▸ **Records contained in a dataset**
------------

PR #7566, opened 2025-03-27
Implement frontend visualization for RecallObservation & Stop issueing recall action for agent message

xingyaoww:

Display microagent context in the UI.

---

- Implement FE UI for Recall Observation
- We need to stop adding "RecallAction" for agent messages. As shown below, it will trigger two duplicated microagent observations (one for workspace context + microagent, and another one for microagent only)

Before this fix:
image

After this fix:
image

TODO for future PR:
- I'm thinking we should get rid of `recall_type` -- because the first RecallAction is always "workspace context+microagent" and we can't really categorize that well. Get rid of this type would probably help us simplify the "RecallObservation" a lot - basically, we just need to care about convert different fields into string.

---

---

```
docker run -it --rm   -p 3000:3000   -v /var/run/docker.sock:/var/run/docker.sock   --add-host host.docker.internal:host-gateway   -e SANDBOX_RUNTIME_CONTAINER_IMAGE=docker.all-hands.dev/all-hands-ai/runtime:68bcd87-nikolaik   --name openhands-app-68bcd87   docker.all-hands.dev/all-hands-ai/openhands:68bcd87
```


openhands/controller/agent_controller.py
```diff
@@ -481,15 +481,8 @@ async def _handle_message_action(self, action: MessageAction) -> None:
...
             if self.get_agent_state() != AgentState.RUNNING:
                 await self.set_agent_state_to(AgentState.RUNNING)
-        elif action.source == EventSource.AGENT:
-            # Check if we need to trigger microagents based on agent message content
-            recall_action = RecallAction(
-                query=action.content, recall_type=RecallType.KNOWLEDGE
-            )
-            self._pending_action = recall_action
-            # This is source=AGENT because the agent message is the trigger for the microagent retrieval
-            self.event_stream.add_event(recall_action, EventSource.AGENT)
```
xingyaoww, line 491: @enyst any concern about this?

xingyaoww:
@openhands can you help me fix frontend linter CI?

xingyaoww:
@OpenHands now a lot of other CIs are also broken. Please fix

frontend/src/state/chat-slice.ts
```diff
@@ -143,6 +148,72 @@ export const chatSlice = createSlice({
...
+              recallObs.extras.runtime_hosts,
+            )) {
+              content += `\n\n- ${host} (port ${port})`;
+            }
+          }
+          if (recallObs.extras.repo_instructions) {
+            content += `\n\n**Repository Instructions:**\n\n${recallObs.extras.repo_instructions}`;
+          }
+          if (recallObs.extras.additional_agent_instructions) {
+            content += `\n\n**Additional Instructions:**\n\n${recallObs.extras.additional_agent_instructions}`;
```
enyst, line 183: Just a thought, all these arguments together can add up to a large content. Shouldn't we apply MAX_CONTENT_LENGTH to it, like we do for normal observations?

openhands/controller/agent_controller.py
enyst: This was just added by @malhotra5 here: 🤣 
https://github.com/All-Hands-AI/OpenHands/pull/7516/files

Out of curiosity, why was it a problem?

enyst: Personally, I think it's okay either way. I also think, on MessageAction from agent, it's perhaps not as useful as Rohit and Graham may have initially intended it.

frontend/src/state/chat-slice.ts
xingyaoww: Actually, i think because these are micro-agent instructions which are mostly human-defined, so it should be actually fine for now?

enyst: Sure!

openhands/controller/agent_controller.py
malhotra5: Yeah I'm good removing this!

openhands/controller/agent_controller.py
```diff
@@ -1084,44 +1077,8 @@ def _apply_conversation_window(self, events: list[Event]) -> list[Event]:
...
-                ):
-                    # if it's a message action or a user action, keep it and continue to find the next event
-                    i += 1
-                    continue
-
-                else:
-                    # if it's an action with source == EventSource.AGENT, we're good
-                    break
+        if len(kept_events) > 0 and isinstance(kept_events[0], Observation):
+            kept_events = kept_events[1:]
```
enyst, line 1081: This seems to assume that there aren't two observations one after the other, I think sometimes there are.

We can let it be though: I don't think it's important, this code was trying to "pair" the action with its obs, but in other parts of the codebase we don't do this, so we end up with some "unpaired" anyway, and we have code later in the execution flow to take care of that. I think it's fine.

enyst (approved):
LGTM! Maybe we can iterate on how we want them to look like. 🤔 

I would love it if @amanape could take a look if possible.

openhands/controller/agent_controller.py
xingyaoww: Yeah, the main reason i removed this is because this messes up with a unit test that used to work well, but no longer do so due to the change in RecallAction behavior

xingyaoww:
@OpenHands help me merge main into this branch and resolve merge conflict

xingyaoww:
@enyst FYI i revert those unnecessary FE changes and just tested locally, this seems to still work:

image

image

So I guess we can merge this PR now without waiting for @amanape to come back from vacation :)

PR #7567, opened 2025-03-28
feat: append sub path to distinguish different runtime data.

answer-huang:

Append sub path to distinguish different runtime data.

---
Append sub path to distinguish different runtime data, otherwise different runtime data will impact each other.

---


neubig (commented):
Hi @answer-huang , thanks for the contribution!

I have a question though: If you want to use different directories, couldn't you just change `workspace_mount_path` every time you run OpenHands?

To be honest, I feel that this change might not be necessary given that there is another straightforward solution to the problem.

answer-huang:
> workspace_mount_path

While it's true that we can use a different path for `workspace_mount_path` each time, I've noticed many instances where '/workspace' is hard-coded as the `workspace_mount_path`.  If we want to define `workspace_mount_path` dynamically, it would indeed be a significant undertaking.

So I'm thinking it would be way easier if docker just automatically mounted different directories when it starts up.

answer-huang:
> Did we get an issue created for this @answer-huang ?

No, find this issue in my local environment and then create a PR.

------------

▸ **Exercise directions**
All of the records must be repeated exactly.

▸ **Output below**
PR #7566, opened 2025-03-27
Implement frontend visualization for RecallObservation & Stop issueing recall action for agent message

xingyaoww:

Display microagent context in the UI.

---

- Implement FE UI for Recall Observation
- We need to stop adding "RecallAction" for agent messages. As shown below, it will trigger two duplicated microagent observations (one for workspace context + microagent, and another one for microagent only)

Before this fix:
image

After this fix:
image

TODO for future PR:
- I'm thinking we should get rid of `recall_type` -- because the first RecallAction is always "workspace context+microagent" and we can't really categorize that well. Get rid of this type would probably help us simplify the "RecallObservation" a lot - basically, we just need to care about convert different fields into string.

---

---

```
docker run -it --rm   -p 3000:3000   -v /var/run/docker.sock:/var/run/docker.sock   --add-host host.docker.internal:host-gateway   -e SANDBOX_RUNTIME_CONTAINER_IMAGE=docker.all-hands.dev/all-hands-ai/runtime:68bcd87-nikolaik   --name openhands-app-68bcd87   docker.all-hands.dev/all-hands-ai/openhands:68bcd87
```


openhands/controller/agent_controller.py
```diff
@@ -481,15 +481,8 @@ async def _handle_message_action(self, action: MessageAction) -> None:
...
             if self.get_agent_state() != AgentState.RUNNING:
                 await self.set_agent_state_to(AgentState.RUNNING)
-        elif action.source == EventSource.AGENT:
-            # Check if we need to trigger microagents based on agent message content
-            recall_action = RecallAction(
-                query=action.content, recall_type=RecallType.KNOWLEDGE
-            )
-            self._pending_action = recall_action
-            # This is source=AGENT because the agent message is the trigger for the microagent retrieval
-            self.event_stream.add_event(recall_action, EventSource.AGENT)
```
xingyaoww, line 491: @enyst any concern about this?

xingyaoww:
@openhands can you help me fix frontend linter CI?

xingyaoww:
@OpenHands now a lot of other CIs are also broken. Please fix

frontend/src/state/chat-slice.ts
```diff
@@ -143,6 +148,72 @@ export const chatSlice = createSlice({
...
+              recallObs.extras.runtime_hosts,
+            )) {
+              content += `\n\n- ${host} (port ${port})`;
+            }
+          }
+          if (recallObs.extras.repo_instructions) {
+            content += `\n\n**Repository Instructions:**\n\n${recallObs.extras.repo_instructions}`;
+          }
+          if (recallObs.extras.additional_agent_instructions) {
+            content += `\n\n**Additional Instructions:**\n\n${recallObs.extras.additional_agent_instructions}`;
```
enyst, line 183: Just a thought, all these arguments together can add up to a large content. Shouldn't we apply MAX_CONTENT_LENGTH to it, like we do for normal observations?

openhands/controller/agent_controller.py
enyst: This was just added by @malhotra5 here: 🤣 
https://github.com/All-Hands-AI/OpenHands/pull/7516/files

Out of curiosity, why was it a problem?

enyst: Personally, I think it's okay either way. I also think, on MessageAction from agent, it's perhaps not as useful as Rohit and Graham may have initially intended it.

frontend/src/state/chat-slice.ts
xingyaoww: Actually, i think because these are micro-agent instructions which are mostly human-defined, so it should be actually fine for now?

enyst: Sure!

openhands/controller/agent_controller.py
malhotra5: Yeah I'm good removing this!

openhands/controller/agent_controller.py
```diff
@@ -1084,44 +1077,8 @@ def _apply_conversation_window(self, events: list[Event]) -> list[Event]:
...
-                ):
-                    # if it's a message action or a user action, keep it and continue to find the next event
-                    i += 1
-                    continue
-
-                else:
-                    # if it's an action with source == EventSource.AGENT, we're good
-                    break
+        if len(kept_events) > 0 and isinstance(kept_events[0], Observation):
+            kept_events = kept_events[1:]
```
enyst, line 1081: This seems to assume that there aren't two observations one after the other, I think sometimes there are.

We can let it be though: I don't think it's important, this code was trying to "pair" the action with its obs, but in other parts of the codebase we don't do this, so we end up with some "unpaired" anyway, and we have code later in the execution flow to take care of that. I think it's fine.

enyst (approved):
LGTM! Maybe we can iterate on how we want them to look like. 🤔 

I would love it if @amanape could take a look if possible.

openhands/controller/agent_controller.py
xingyaoww: Yeah, the main reason i removed this is because this messes up with a unit test that used to work well, but no longer do so due to the change in RecallAction behavior

xingyaoww:
@OpenHands help me merge main into this branch and resolve merge conflict

xingyaoww:
@enyst FYI i revert those unnecessary FE changes and just tested locally, this seems to still work:

image

image

So I guess we can merge this PR now without waiting for @amanape to come back from vacation :)

PR #7567, opened 2025-03-28
feat: append sub path to distinguish different runtime data.

answer-huang:

Append sub path to distinguish different runtime data.

---
Append sub path to distinguish different runtime data, otherwise different runtime data will impact each other.

---


neubig (commented):
Hi @answer-huang , thanks for the contribution!

I have a question though: If you want to use different directories, couldn't you just change `workspace_mount_path` every time you run OpenHands?

To be honest, I feel that this change might not be necessary given that there is another straightforward solution to the problem.

answer-huang:
> workspace_mount_path

While it's true that we can use a different path for `workspace_mount_path` each time, I've noticed many instances where '/workspace' is hard-coded as the `workspace_mount_path`.  If we want to define `workspace_mount_path` dynamically, it would indeed be a significant undertaking.

So I'm thinking it would be way easier if docker just automatically mounted different directories when it starts up.

answer-huang:
> Did we get an issue created for this @answer-huang ?

No, find this issue in my local environment and then create a PR.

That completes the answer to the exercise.